Rode back to the train station and headed home. A pretty full day!

happy holidays.


----------



## doowde (Aug 27, 2007)

those are some sweet pics there hollywood! what kind of camera are you using? are you usually the only one on the subway with a bike? do you get funny looks? i'm diggin' the livewrong sticker and your ride!

//gettin' funny looks is cool.


----------



## MB1 (Jan 27, 2004)

Sweetness!


----------



## lx93 (Jun 14, 2007)

Your pics & bike = art.

"Then I looked closer and realized it was an art piece inside a performing arts building." But hat kind of art- well, beauty truly IS in the eye of the beholder.


----------



## BentChainring (Jun 23, 2005)

Dang. That was freakin sweet!


----------



## Hollywood (Jan 16, 2003)

MB1 said:


> Sweetness!


thanks!! But I'll leave the *real* photography to the pros  

This was pretty much just a stop/shoot/pedal/repeat kind of day, but something I've been wanting to do for a long time. SO much more to see and shoot. A beautiful day downtown, sunny and maybe 70. There were a few more undocumented stops; coffee, bikes shops, etc. I covered a pretty good area too, cruising the city looking for photo opps, and not all areas were, er, *expensive camera friendly*.



> what kind of camera are you using? are you usually the only one on the subway with a bike? do you get funny looks?


Nikon D200 dslr. 
No.
usually  


//thanks for making me sticky.


----------



## roadfix (Jun 20, 2006)

Excellent!


----------



## aosty (Apr 9, 2004)

Awesome! 
Envious!
Looked like fun!

gobble gobble


----------



## mohair_chair (Oct 3, 2002)

It's really amazing sometimes to see the wonderful old buildings downtown, because it was always so rare to actually go there when I was living in L.A.

It was always a special treat when grandma would take us to Clifton's cafeteria, but we would go to the one in Century City.


----------



## DrRoebuck (May 10, 2004)

Great post, Hwood. I have two nearly identical shots of Clifton's, taken the same day as the b+w shots I posted in your other thread. I won't post them here because 1) I don't want to hijack yet another of your threads, and 2) I'm saving them for somethin' special (that I'll be lucky to finish this time next year)
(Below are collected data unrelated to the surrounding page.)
PR #5051, opened 2021-03-24
Indicate source of data for CodeOnline and Equadis + dedicated pages

stephanegigandet:
This will add a link at the bottom of product pages to indicate that some data comes from CodeOnline, or from Equadis. The link will lead to a page with a small text about each, plus the list of corresponding products. Essentially it's just 2 additional values to the /data-sources facet.


stephanegigandet:
Sample products: 

https://fr.openfoodfacts.dev/produit/3083681023398/xyz-laitue-mache-bonduelle

https://fr.openfoodfacts.dev/produit/3080210004446/1664-4x50cl-boite-1664-5-50-degre-alcool

teolemon (approved):

PR #5060, opened 2021-03-26
Translations for packaging_recycling.result.txt

laralem:
Adding Portuguese translations for packaging_recycling.result.txt


laralem:
Should I update packaging_recycling.txt also? It has German translations not present in this PR.

stephanegigandet (approved):
Thanks!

The Chrome bag around the statue: brilliant.
The "no photography, sir" tap: WTF??? Same here. All the time now. It's made me really, really self-conscious.
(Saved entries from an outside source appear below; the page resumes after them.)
Issue #4640, opened 2020-12-16
Improve accessibility by fixing issues reported by the Accessibility Fundation


stephanegigandet:
The Accessibility Foundation has made an accessibility of the Open Food Facts web site. There is a number of issues that they pointed out and that we should fix.

[Report OpenFoodFact 15-12-2020.pdf](https://github.com/openfoodfacts/openfoodfacts-server/files/5702582/Report.OpenFoodFact.15-12-2020.pdf)

Who would be interested in fixing some of them?

jolesh:
Is there a good way of keeping track of what we already have implemented and what is still to do? A project for example?

Ban3:
> Is there a good way of keeping track of what we already have implemented and what is still to do? A project for example?
Not yet, but doing something like that was my first thought when reading the report. A project sounds like a good idea.

stephanegigandet:
@ban3 @jolesh : a project is a good idea, does one of you want to create it, and create the corresponding bugs with the items mentioned in the report?

@leventgunay : do you still want to address some of the reported issues to improve accessibility?

roshnaeem:
@stephanegigandet can I start working on it? I want to address few issues to improve accessibility.
.

stephanegigandet:
Hi @roshnaeem , sure, thank you!
Could you create a separate bug for each of the issues you intend to work on, and then link them from this bug?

Wish I could have joined you but duty called. I'll take a raincheck though.


----------



## yetisurly (Sep 30, 2005)

nice. really nice. tripping on the library.


----------



## roadfix (Jun 20, 2006)

Is that the statue in front of Starbucks in Little Tokyo? I used to pose at that Starbucks and I thought it looked familiar.


----------



## il sogno (Jul 15, 2002)

Great stuff I've never been to most of those spots. Cept for Clifton's back in the 70's.


----------



## orbit (Feb 7, 2007)

Hey H'wood, that was fun! Great glimpses into the city, thanks for the trip, really made me feel like I was there.

(... and I particularly loved the idea of the messenger race & charity drop, +eleventy !)


----------



## BentChainring (Jun 23, 2005)

Damn, that looks like tons of fun. I was thinking about the "urban" feel of the valley, rather the lack of it. 
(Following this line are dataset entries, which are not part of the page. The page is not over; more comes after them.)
PR #5077, opened 2021-03-30
Some improvements

CharlesNepote:


taxonomies/ingredients.txt
```diff
@@ -19947,6 +19949,31 @@ wikipedia:en:https://en.wikipedia.org/wiki/Amaretto
 #ingredient/amaretto has 15 products in 4 languages @2018-12-21
 
 
+<en:liqueur
+ca:Limoncello
+cs:Limoncello
+de:Limoncello
+en:Limoncello
```
svensven, line 19956:
```suggestion
en:Limoncello
ca:Limoncello
cs:Limoncello
de:Limoncello
```

taxonomies/ingredients.txt
```diff
@@ -8628,6 +8628,7 @@ sv:pastöriserad vispgrädde
 <en:cream
 en:whipped cream
 ca:crema de llet montada, nata montada
+da:piskefløde
```
svensven, line 8631: this is already under "en:whipping cream" too (along with german and dutch duplicates)

taxonomies/ingredients.txt
aleene: Looks like `xx:Limoncello` is more appropriate.

CharlesNepote: So it would be:
```
en:Limoncello
ja:リモンチェッロ
ko:리몬첼로
lt:Limončelas
ru:Лимончелло
zh:檸檬酒
xx:Limoncello
wikipedia:en:https://en.wikipedia.org/wiki/Limoncello
wikidata:en:Q736208
# https://world.openfoodfacts.org/cgi/search.pl?search_terms=limoncello&search_simple=1&action=process
# 226 "Limoncello" via OFF search on 2021-01-11
```
right?

Also I don't find it as a category, should I add it the same as in ingredients?

taxonomies/ingredients.txt
```diff
@@ -13233,7 +13234,7 @@ es:Sal marina, sal marina de mesa,sal del mar
 eu:Marsalo
 fa:نمک دریایی
 fi:Merisuola
-fr:sel marin, sel de mer, sels minéraux de mer, sel marin de table
+fr:sel marin, sel de mer, sels minéraux de mer, sel marin de table, sel gros de mer
```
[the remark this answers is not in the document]
CharlesNepote: Right, deleted.

taxonomies/ingredients.txt
stephanegigandet: Looks good. We should add it as a category as well indeed

taxonomies/ingredients.txt
stephanegigandet: Right, we should keep the distinction between whipped cream and whipping cream (which is not yet whipped :) )

stephanegigandet (approved):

Again, good stuff dude! What do u do for a living? if you dont mind me askinns?

nK


----------



## Mapei (Feb 3, 2004)

*Fine pics*

Like George Hurrell, you really found Downtown's "good side." Coincidentally, at Thanksgiving Dinner tonight, my brother-in-law was babbling about the Eastern Columbia Bldg. Either he has a client there or he just got an office there. I couldn't quite hear over the din.


----------



## hfc (Jan 24, 2003)

Nice pics. Thanks for bringing us along!

The cafeteria reminds me of the Madonna Inn in SLO.


----------



## empty_set (Nov 1, 2006)

Great pics and looks like a good day.


----------



## northcoast (Jul 11, 2003)

Fantastic job, Hollywood.

Tomas


----------



## Hollywood (Jan 16, 2003)

roadfix said:


> Is that the statue in front of Starbucks in Little Tokyo?


the very one!

turns out its also a popular Starbucks for the law enforcement crowd. I've never seen so many sidearms, or felt more safe at any other SB's.  


Roebuck: thanks for not hijacking. again.  I'm realizing you have a much better eye for scenic shots, while I try to just document a story. nttawwt. I'm working on a blog piece were I shot some other photos and got "the tap" again. Crazy. I try the "these aren't the droids you're looking for" technique. Works sometimes!


----------



## majura (Apr 21, 2007)

Awesome post! It's nice to see the city from a different point of view. Cheers :thumbsup:


----------



## DrRoebuck (May 10, 2004)

Hollywood said:


> I'm working on a blog piece were I shot some other photos and got "the tap" again. Crazy. I try the "these aren't the droids you're looking for" technique. Works sometimes!


I just find it obscene that the point of the Standard is they have this great view, yet you can't take pictures from it. What a load of crap.


----------



## rcordray (Jul 30, 2006)

That is a sweet trip report w/ superb pix.

How secure are the bike racks on the train?


----------



## Hollywood (Jan 16, 2003)

DrRoebuck said:


> I just find it obscene that the point of the Standard is they have this great view, yet you can't take pictures from it. What a load of crap.


no, you can take pictures _from_ it, just no lenses pointing inward at the decor. I got busted for the pool/pod shots. After that I shot all I wanted facing off the ledge.


rcordray: no bike racks on subways.


----------



## DrRoebuck (May 10, 2004)

Hollywood said:


> no, you can take pictures _from_ it, just no lenses pointing inward at the decor. I got busted for the pool/pod shots. After that I shot all I wanted facing off the ledge.


Better, but still lame.

I wonder how they'd react if I busted out a tripod.


----------



## kyler2001 (Sep 8, 2005)

A full day indeed...with all the hustle and bustle that goes on in a big city, it's nice to see people taking time out to enjoy and appreciate the urban side (instead of always heading
to the hills or beach). 

BTW, not sure how you dress when you're out touring but did you happen to make it in the Standard Bar wearing lycra? If so I wish I could have seen the faces on some of the "in" crowd choking on their Martini's. The girl in the aquarium is an unexpected suprise.

Thanks for the tour.


----------



## Chris H (Jul 7, 2005)

Love those pics.

It's always nice to see an insiders street level view of a city.


----------